Médiathèque de l'architecture et du patrimoine - Galup

 


Amélie Galup (1856-1943)
Femme photographe


 1.Biographie
 2.Bibliographie

1.BIOGRAPHIE


Au début des années 1980, menant une étude socio-historique, Claude Harmelle, sociologue, rencontre les familles implantées depuis longtemps à Saint-Antonin-Nobleval.

Le petit-fils d’Amélie Galup qui lui présente les négatifs et les albums composés par sa grand-mère. Saisissant tout l’intérêt de sa découverte, il organise deux expositions :

1984 : à Saint-Antonin ;

1986 : à la fondation Thiers.

A cette occasion, la famille d’Amélie Galup fait don à l’Etat de 2500 négatifs sur plaques de verre.

Née en 1856 à Bordeaux, Amélie Galup s’initie à la photographie vers 1895.

Elle installe sa chambre noire dans la cave de sa maison de Saint-Antonin-Nobleval et réalise elle-même ses tirages.





Il semble qu'Amélie Galup n'ait jamais appartenu à une société photographique.

Elle se marie en 1879 à Albert Galup magistrat à Albi.







La photographe amateur photographie ses proches dans leur quotidien, au cours d'excursions dans le département ou lors de séjours dans sa famille. Elle les met en scène :

son mari pose avec un perroquet,








son fils Jean est déguisé en Hidalgo,








ou sa fille Marie apparait derrière le feuillage d'un arbre.







A l'aide d'un drap ou d'un tapis, elle recrée même chez elle les conditions d'un véritable studio de portrait.


A sa famille viendront s'ajouter quelques figures locales comme Mme P., lauréate du prix du mérite agricole, ou encore un missionnaire protestant revenu d'Afrique.

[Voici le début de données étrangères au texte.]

PR #133, opened 2026-04-21
feat: Repositories view — filters, auto-discover, grid toggle (#112)

### LINKED ISSUE #112: feat: Repositories view — filters, auto-discover, grid toggle
## Summary

Improve the Repositories tab with filtering, automatic discovery, and a compact grid view option.

### 1. Filters

Add a filter bar with:
- **Monitored / Not monitored** — toggle or segmented control to show one or both groups

### 2. Remove Discover button — backend auto-discovery

The manual "Discover" button should be removed. Repository discovery should happen automatically in the daemon's poll cycle:
- When polling for PRs, any new repo that appears in `review-requested:@me` results is automatically added to the known repos list
- The existing topic-based discovery (`discovery_topic`) already runs on its own interval
- The Flutter app just reads whatever the daemon knows — no manual trigger needed

This requires a daemon change: the poll cycle should upsert newly-seen repos into the config/store rather than silently skipping unknown ones.

### 3. View toggle: List / Grid

Add a toggle in the toolbar to switch between:

**List view (current)** — vertical list with LED indicators, repo name, local dir, chevron

**Grid view (new)** — compact square tiles in a responsive grid:
- Each tile shows: 3 LED dots, repo short name, org as subtle label
- Tiles arranged in rows/columns that reflow based on window width
- Tap navigates to repo detail (same as list)
- More repos visible at once — useful for users with 30+ repos

The view preference should persist between sessions (SharedPreferences).

## Backwards compatibility

- List view remains the default
- Daemon auto-discovery is additive — never removes repos
- Filter state is ephemeral (resets on tab switch), not persisted

Muriano:
## Summary

- **Daemon**: auto-discovers repos from PR fetch — repos seen in `review-requested:@me` are persisted to config automatically (additive, respects non_monitored blacklist)
- **Flutter**: removed manual Discover button, added monitored/not-monitored filter chips, added list/grid view toggle with persistence

## Changes

| Component | Change |
|---|---|
| `daemon/cmd/heimdallm/main.go` | `FetchPRsToReview` auto-upserts unknown repos to config store |
| `flutter_app/.../repos_screen.dart` | Filter chips, grid view, view toggle, removed Discover button |

## Test Plan
- [x] `go test ./... -race` — all pass
- [ ] Manual: verify new repos appear automatically after daemon poll
- [ ] Manual: filter by Monitored / Not monitored
- [ ] Manual: toggle list ↔ grid, close and reopen — preference persists

Closes #112

### DIFF
--- a/daemon/cmd/heimdallm/main.go
+++ b/daemon/cmd/heimdallm/main.go
@@ -837,36 +837,35 @@ func (a *tier2Adapter) FetchPRsToReview() ([]scheduler.Tier2PR, error) {
 		})
 	}
 
-	// Auto-discovery: add repos seen in PRs that aren't in the config yet.
+	// Auto-discovery: check + append under a single lock to avoid TOCTOU.
+	var updated []string
+	var newRepos []string
 	a.cfgMu.Lock()
 	c := *a.cfg
-	known := make(map[string]struct{}, len(c.GitHub.Repositories))
+	known := make(map[string]struct{}, len(c.GitHub.Repositories)+len(c.GitHub.NonMonitored))
 	for _, r := range c.GitHub.Repositories {
 		known[r] = struct{}{}
 	}
-	// Also consider non-monitored repos as "known" — don't re-add blacklisted repos.
 	for _, r := range c.GitHub.NonMonitored {
 		known[r] = struct{}{}
 	}
-	a.cfgMu.Unlock()
-
-	var newRepos []string
 	for repo := range seenRepos {
 		if _, ok := known[repo]; !ok {
 			newRepos = append(newRepos, repo)
 		}
 	}
 	if len(newRepos) > 0 {
-		a.cfgMu.Lock()
-		c = *a.cfg
-		updated := append(append([]string(nil), c.GitHub.Repositories...), newRepos...)
+		updated = append(append([]string(nil), c.GitHub.Repositories...), newRepos...)
 		c.GitHub.Repositories = updated
 		*a.cfg = c
-		a.cfgMu.Unlock()
+	}
+	a.cfgMu.Unlock()
 
-		// Persist to store so the repos survive a daemon restart.
-		reposJSON, _ := json.Marshal(updated)
-		if _, err := a.store.SetConfig("repositories", string(reposJSON)); err != nil {
+	if len(newRepos) > 0 {
+		reposJSON, err := json.Marshal(updated)
+		if err != nil {
+			slog.Error("auto-discovery: failed to marshal repos", "err", err)
+		} else if _, err := a.store.SetConfig("repositories", string(reposJSON)); err != nil {
 			slog.Warn("auto-discovery: failed to persist repos", "err", err)
 		} else {
 			slog.Info("auto-discovery: added repos from PRs", "repos", newRepos)
--- a/daemon/cmd/heimdallm/main.go
+++ b/daemon/cmd/heimdallm/main.go
@@ -809,18 +809,22 @@ type tier2Adapter struct {
 }
 
 // FetchPRsToReview implements scheduler.Tier2PRFetcher.
+// After fetching, any repos not yet in the config are auto-discovered and
+// persisted — the daemon never silently skips unknown repos again.
 func (a *tier2Adapter) FetchPRsToReview() ([]scheduler.Tier2PR, error) {
 	prs, err := a.ghClient.FetchPRsToReview()
 	if err != nil {
 		return nil, err
 	}
 	out := make([]scheduler.Tier2PR, 0, len(prs))
+	seenRepos := make(map[string]struct{})
 	for _, pr := range prs {
 		pr.ResolveRepo()
 		if pr.Repo == "" {
 			slog.Warn("adapter: skipping PR with empty repo", "pr_number", pr.Number)
 			continue
 		}
+		seenRepos[pr.Repo] = struct{}{}
 		out = append(out, scheduler.Tier2PR{
 			ID:        pr.ID,
 			Number:    pr.Number,
@@ -832,6 +836,43 @@ func (a *tier2Adapter) FetchPRsToReview() ([]scheduler.Tier2PR, error) {
 			UpdatedAt: pr.UpdatedAt,
 		})
 	}
+
+	// Auto-discovery: add repos seen in PRs that aren't in the config yet.
+	a.cfgMu.Lock()
+	c := *a.cfg
+	known := make(map[string]struct{}, len(c.GitHub.Repositories))
+	for _, r := range c.GitHub.Repositories {
+		known[r] = struct{}{}
+	}
+	// Also consider non-monitored repos as "known" — don't re-add blacklisted repos.
+	for _, r := range c.GitHub.NonMonitored {
+		known[r] = struct{}{}
+	}
+	a.cfgMu.Unlock()
+
+	var newRepos []string
+	for repo := range seenRepos {
+		if _, ok := known[repo]; !ok {
+			newRepos = append(newRepos, repo)
+		}
+	}
+	if len(newRepos) > 0 {
+		a.cfgMu.Lock()
+		c = *a.cfg
+		updated := append(append([]string(nil), c.GitHub.Repositories...), newRepos...)
+		c.GitHub.Repositories = updated
+		*a.cfg = c
+		a.cfgMu.Unlock()
+
+		// Persist to store so the repos survive a daemon restart.
+		reposJSON, _ := json.Marshal(updated)
+		if _, err := a.store.SetConfig("repositories", string(reposJSON)); err != nil {
+			slog.Warn("auto-discovery: failed to persist repos", "err", err)
+		} else {
+			slog.Info("auto-discovery: added repos from PRs", "repos", newRepos)
+		}
+	}
+
 	return out, nil
 }
 
--- a/daemon/internal/server/handlers.go
+++ b/daemon/internal/server/handlers.go
@@ -778,7 +778,7 @@ func (srv *Server) handleRepoCollaborators(w http.ResponseWriter, r *http.Reques
 }
 
 func (srv *Server) handleStats(w http.ResponseWriter, r *http.Request) {
-	var repos []string
+	var repos, orgs []string
 	if raw := r.URL.Query().Get("repos"); raw != "" {
 		for _, s := range strings.Split(raw, ",") {
 			if s = strings.TrimSpace(s); s != "" {
@@ -786,7 +786,14 @@ func (srv *Server) handleStats(w http.ResponseWriter, r *http.Request) {
 			}
 		}
 	}
-	stats, err := srv.store.ComputeStats(repos)
+	if raw := r.URL.Query().Get("orgs"); raw != "" {
+		for _, s := range strings.Split(raw, ",") {
+			if s = strings.TrimSpace(s); s != "" {
+				orgs = append(orgs, s)
+			}
+		}
+	}
+	stats, err := srv.store.ComputeStats(repos, orgs)
 	if err != nil {
 		slog.Error("handleStats: store error", "err", err)
 		http.Error(w, "internal server error", http.StatusInternalServerError)
--- a/daemon/internal/store/store.go
+++ b/daemon/internal/store/store.go
@@ -227,16 +227,20 @@ type DayCount struct {
 }
 
 // ComputeStats aggregates statistics from the reviews and prs tables.
-// When repos is non-empty, results are scoped to reviews of PRs in those repos.
-func (s *Store) ComputeStats(repos []string) (*Stats, error) {
+// When repos is non-empty, results are scoped to PRs in those repos.
+// When orgs is non-empty, results are scoped to PRs whose repo starts
+// with "org/" (i.e. belongs to one of the given GitHub organizations).
+// repos takes precedence over orgs; both empty = global stats.
+func (s *Store) ComputeStats(repos []string, orgs []string) (*Stats, error) {
 	stats := &Stats{
 		BySeverity: make(map[string]int),
 		ByCLI:      make(map[string]int),
 	}
 
-	// Build reusable filter clauses for the given repos.
+	// Build reusable filter clauses.
 	// repoFilter: for queries on reviews only (uses subquery on prs table).
-	// repoFilterJoined: for queries that already JOIN prs p (direct p.repo IN).
+	// repoFilterJoined: for queries that already JOIN prs p.
+	// Both use the same repoArgs since the placeholder count matches.
 	var repoFilter, repoFilterJoined string
 	var repoArgs []any
 	if len(repos) > 0 {
@@ -248,6 +252,17 @@ func (s *Store) ComputeStats(repos []string) (*Stats, error) {
 		inClause := strings.Join(placeholders, ",")
 		repoFilter = " AND r.pr_id IN (SELECT id FROM prs WHERE repo IN (" + inClause + "))"
 		repoFilterJoined = " AND p.repo IN (" + inClause + ")"
+	} else if len(orgs) > 0 {
+		// Org filter: match repos starting with "org/" using LIKE.
+		// Both clauses use the same args (org + "/%") so repoArgs is shared.
+		var conditions, conditionsJ []string
+		for _, org := range orgs {
+			conditions = append(conditions, "repo LIKE ?")
+			conditionsJ = append(conditionsJ, "p.repo LIKE ?")
+			repoArgs = append(repoArgs, org+"/%")
+		}
+		repoFilter = " AND r.pr_id IN (SELECT id FROM prs WHERE " + strings.Join(conditions, " OR ") + ")"
+		repoFilterJoined = " AND (" + strings.Join(conditionsJ, " OR ") + ")"
 	}
 
 	// Total reviews
--- a/daemon/internal/store/store.go
+++ b/daemon/internal/store/store.go
@@ -254,12 +254,14 @@ func (s *Store) ComputeStats(repos []string, orgs []string) (*Stats, error) {
 		repoFilterJoined = " AND p.repo IN (" + inClause + ")"
 	} else if len(orgs) > 0 {
 		// Org filter: match repos starting with "org/" using LIKE.
-		// Both clauses use the same args (org + "/%") so repoArgs is shared.
+		// Escape SQL LIKE wildcards in org names to prevent unintended matches
+		// (e.g. org "my_team" matching "myXteam/repo" via unescaped _).
+		likeEscaper := strings.NewReplacer("%", "\\%", "_", "\\_")
 		var conditions, conditionsJ []string
 		for _, org := range orgs {
-			conditions = append(conditions, "repo LIKE ?")
-			conditionsJ = append(conditionsJ, "p.repo LIKE ?")
-			repoArgs = append(repoArgs, org+"/%")
+			conditions = append(conditions, "repo LIKE ? ESCAPE '\\'")
+			conditionsJ = append(conditionsJ, "p.repo LIKE ? ESCAPE '\\'")
+			repoArgs = append(repoArgs, likeEscaper.Replace(org)+"/%")
 		}
 		repoFilter = " AND r.pr_id IN (SELECT id FROM prs WHERE " + strings.Join(conditions, " OR ") + ")"
 		repoFilterJoined = " AND (" + strings.Join(conditionsJ, " OR ") + ")"
--- a/flutter_app/lib/core/api/api_client.dart
+++ b/flutter_app/lib/core/api/api_client.dart
@@ -155,12 +155,15 @@ class ApiClient {
     return body['login'] as String? ?? '';
   }
 
-  Future<Map<String, dynamic>> fetchStats({List<String> repos = const []}) async {
-    var path = '/stats';
-    if (repos.isNotEmpty) {
-      path += '?repos=${Uri.encodeQueryComponent(repos.join(','))}';
-    }
-    final resp = await _client.get(_uri(path), headers: await _authHeaders());
+  Future<Map<String, dynamic>> fetchStats({
+    List<String> repos = const [],
+    List<String> orgs = const [],
+  }) async {
+    final params = <String, String>{};
+    if (repos.isNotEmpty) params['repos'] = repos.join(',');
+    if (orgs.isNotEmpty) params['orgs'] = orgs.join(',');
+    final uri = _uri('/stats').replace(queryParameters: params.isNotEmpty ? params : null);
+    final resp = await _client.get(uri, headers: await _authHeaders());
     if (resp.statusCode != 200) throw ApiException('GET /stats failed: ${resp.statusCode}');
     return jsonDecode(resp.body) as Map<String, dynamic>;
   }
--- a/flutter_app/lib/features/dashboard/dashboard_providers.dart
+++ b/flutter_app/lib/features/dashboard/dashboard_providers.dart
@@ -144,28 +144,10 @@ final statsProvider = FutureProvider<Map<String, dynamic>>((ref) async {
   ref.watch(prListRefreshProvider); // refresh stats when reviews complete
   final filters = ref.watch(statsFiltersProvider);
   final api = ref.watch(apiClientProvider);
-
-  // Effective repos: explicit repo selection takes priority. If only orgs
-  // are selected, derive the repo list from known PRs + issues so the
-  // org filter actually scopes the stats.
-  List<String> repos;
-  if (filters.repos.isNotEmpty) {
-    repos = filters.repos.toList();
-  } else if (filters.orgs.isNotEmpty) {
-    final prs = ref.watch(prsProvider).valueOrNull ?? [];
-    final issues = ref.watch(issuesProvider).valueOrNull ?? [];
-    final allRepos = <String>{
-      ...prs.map((p) => p.repo),
-      ...issues.map((i) => i.repo),
-    }..remove('');
-    repos = allRepos.where((r) {
-      final org = r.contains('/') ? r.split('/').first : r;
-      return filters.orgs.contains(org);
-    }).toList();
-  } else {
-    repos = [];
-  }
-  return api.fetchStats(repos: repos);
+  return api.fetchStats(
+    repos: filters.repos.toList(),
+    orgs: filters.orgs.toList(),
+  );
 });
 
 void _rebuildTray(Ref ref, List<PR> prs) {
--- a/flutter_app/lib/features/repositories/repos_screen.dart
+++ b/flutter_app/lib/features/repositories/repos_screen.dart
@@ -22,6 +22,7 @@ class _ReposScreenState extends ConsumerState<ReposScreen> {
   Map<String, RepoConfig> _repoConfigs = {};
   bool _initialized = false;
   String _search = '';
+  String _orgFilter = ''; // empty = all orgs
   _SyncStatus _syncStatus = _SyncStatus.idle;
   _FilterMode _filterMode = _FilterMode.all;
   _ViewMode _viewMode = _ViewMode.list;
@@ -107,10 +108,24 @@ class _ReposScreenState extends ConsumerState<ReposScreen> {
             return a.compareTo(b);
           });
 
+        // Derive all orgs for the org filter dropdown
+        final allOrgs = _repoConfigs.keys
+            .map((r) => r.contains('/') ? r.split('/').first : r)
+            .toSet()
+            .toList()..sort();
+
         // Apply text search
         var filtered = _search.isEmpty
             ? allRepos
             : allRepos.where((r) => r.toLowerCase().contains(_search.toLowerCase())).toList();
+
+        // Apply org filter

Ces images, inspirées par les studios professionnels de l'époque, déroulent l'étonnante galerie de la société provinciale au tournant du siècle.

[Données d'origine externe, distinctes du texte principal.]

Issue #1235, opened 2015-08-11
NullReferenceException in Akka.Persistence.Serialization.MessageSerializer.PersistentPayloadToProto


LukeTillman:
I'm trying to run tests after Akka.Persistence.Cassandra was upgraded to use Akka 1.0.4 and I'm consistently getting a NRE like this:

```
System.NullReferenceException was unhandled by user code
  HResult=-2147467261
  Message=Object reference not set to an instance of an object.
  Source=Akka.Persistence
  StackTrace:
       at Akka.Persistence.Serialization.MessageSerializer.PersistentPayloadToProto(Object payload)
       at Akka.Persistence.Serialization.MessageSerializer.PersistentToProto(IPersistentRepresentation p)
       at Akka.Persistence.Serialization.MessageSerializer.ToBinary(Object obj)
       at Akka.Persistence.Cassandra.Journal.CassandraJournal.Serialize(IPersistentRepresentation message) in d:\DataStax\Akka.Persistence.Cassandra\src\Akka.Persistence.Cassandra\Journal\CassandraJournal.cs:line 361
       at Akka.Persistence.Cassandra.Journal.CassandraJournal.WriteConfigurationValue[T](String key, T value) in d:\DataStax\Akka.Persistence.Cassandra\src\Akka.Persistence.Cassandra\Journal\CassandraJournal.cs:line 349
       at Akka.Persistence.Cassandra.Journal.CassandraJournal.PreStart() in d:\DataStax\Akka.Persistence.Cassandra\src\Akka.Persistence.Cassandra\Journal\CassandraJournal.cs:line 85
       at Akka.Actor.ActorBase.AroundPreStart()
       at Akka.Actor.ActorCell.<>c__DisplayClass4c.<Create>b__4b()
       at Akka.Actor.ActorCell.UseThreadContext(Action action)
       at Akka.Actor.ActorCell.Create(Exception failure)
  InnerException: 
```

Looks like it's coming from this line here:

https://github.com/akkadotnet/akka.net/blob/dev/src/core/Akka.Persistence/Serialization/MessageSerializer.cs#L140

When `TransportInformation` is null. I'm guessing https://github.com/akkadotnet/akka.net/commit/fb03e9d687fabd2bd61ce3a341ce9c57460d1d38 may have introduced the issue. Not sure if fixing this is as simple as just adding a null check on `TransportInformation` before calling the `Address` property or if that property shouldn't be null in this case indicating some other bug.

[...]

PR #1273, opened 2015-08-22
Fixes the NullReferenceException in #1235 

trbngr:
...and appears to adhere to the practice of including an address with the serialized binary.


rogeralsing:
Thanks!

Si comme la plupart des photographes amateurs de son temps, Amélie Galup détaille l’environnement d’une bourgeoisie provinciale enregistrée dans ses intérieurs, ses habitudes et ses loisirs, elle va aussi savoir saisir l’image de l’univers qui l’entoure.

En photographiant les paysans, les déshérités ou les marchés elle apporte, inconsciemment peut-être, le témoignage précieux d'un monde voué à disparaître avec la Première Guerre mondiale.


A la mort d'Albert Galup en 1901, elle s'installe à Paris et abandonne la chambre grand format pour se consacrer aux photographies de famille.


2.BIBLIOGRAPHIE


— Amélie Galup, une femme photographe à la fin du siècle dernier, texte de Claude Harmelle, Paris, éditions Orélie/Mission du patrimoine photographique, 1986.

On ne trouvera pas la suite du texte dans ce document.